◆ What you have to do:
Using the records below, quote only the span that opens with the line containing "agustito37: Sure, I" and closes with the line containing "I don't declare", exactly and inclusively.

◆ Exercise material:
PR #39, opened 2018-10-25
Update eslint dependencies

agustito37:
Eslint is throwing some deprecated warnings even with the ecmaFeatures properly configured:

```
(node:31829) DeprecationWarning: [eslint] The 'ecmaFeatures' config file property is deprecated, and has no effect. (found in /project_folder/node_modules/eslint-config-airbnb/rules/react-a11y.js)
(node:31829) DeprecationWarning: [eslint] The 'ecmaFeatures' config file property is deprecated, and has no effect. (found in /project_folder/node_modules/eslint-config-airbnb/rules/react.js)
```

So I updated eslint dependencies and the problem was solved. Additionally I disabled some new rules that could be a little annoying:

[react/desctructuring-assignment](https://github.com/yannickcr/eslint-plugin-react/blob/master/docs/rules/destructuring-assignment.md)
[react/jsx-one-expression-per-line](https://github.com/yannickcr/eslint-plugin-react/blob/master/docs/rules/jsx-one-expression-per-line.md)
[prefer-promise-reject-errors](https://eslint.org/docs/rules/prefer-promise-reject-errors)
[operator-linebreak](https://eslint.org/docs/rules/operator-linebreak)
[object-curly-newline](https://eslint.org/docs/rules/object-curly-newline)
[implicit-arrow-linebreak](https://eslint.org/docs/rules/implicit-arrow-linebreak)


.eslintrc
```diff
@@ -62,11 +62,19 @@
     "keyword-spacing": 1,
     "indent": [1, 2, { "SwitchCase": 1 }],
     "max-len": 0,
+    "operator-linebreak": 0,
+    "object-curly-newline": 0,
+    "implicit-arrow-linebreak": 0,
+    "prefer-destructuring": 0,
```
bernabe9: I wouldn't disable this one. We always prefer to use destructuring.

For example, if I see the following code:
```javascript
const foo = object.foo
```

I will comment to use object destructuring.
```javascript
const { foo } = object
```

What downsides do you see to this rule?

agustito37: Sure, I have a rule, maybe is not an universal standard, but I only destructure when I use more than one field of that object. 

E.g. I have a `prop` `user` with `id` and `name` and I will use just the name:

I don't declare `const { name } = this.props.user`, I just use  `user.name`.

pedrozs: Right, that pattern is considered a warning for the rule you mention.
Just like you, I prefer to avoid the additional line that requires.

---

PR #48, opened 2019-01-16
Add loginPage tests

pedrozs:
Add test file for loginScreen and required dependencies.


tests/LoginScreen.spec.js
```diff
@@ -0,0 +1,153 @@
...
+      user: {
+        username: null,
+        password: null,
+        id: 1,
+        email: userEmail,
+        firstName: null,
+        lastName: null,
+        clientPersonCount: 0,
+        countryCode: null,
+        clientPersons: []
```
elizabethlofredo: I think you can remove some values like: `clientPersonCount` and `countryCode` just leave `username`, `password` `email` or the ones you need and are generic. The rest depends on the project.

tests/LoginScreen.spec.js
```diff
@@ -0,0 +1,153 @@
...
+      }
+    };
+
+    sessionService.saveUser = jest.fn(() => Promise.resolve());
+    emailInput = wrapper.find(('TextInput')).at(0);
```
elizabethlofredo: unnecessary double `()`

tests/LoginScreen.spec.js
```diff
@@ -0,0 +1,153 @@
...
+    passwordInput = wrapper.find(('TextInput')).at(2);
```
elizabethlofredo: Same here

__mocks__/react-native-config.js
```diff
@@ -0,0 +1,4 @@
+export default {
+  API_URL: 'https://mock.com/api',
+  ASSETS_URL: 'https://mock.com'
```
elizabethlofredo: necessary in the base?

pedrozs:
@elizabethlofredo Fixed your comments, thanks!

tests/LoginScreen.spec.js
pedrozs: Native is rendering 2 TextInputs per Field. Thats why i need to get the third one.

◆ Answer space:
agustito37: Sure, I have a rule, maybe is not an universal standard, but I only destructure when I use more than one field of that object. 

E.g. I have a `prop` `user` with `id` and `name` and I will use just the name:

I don't declare `const { name } = this.props.user`, I just use  `user.name`.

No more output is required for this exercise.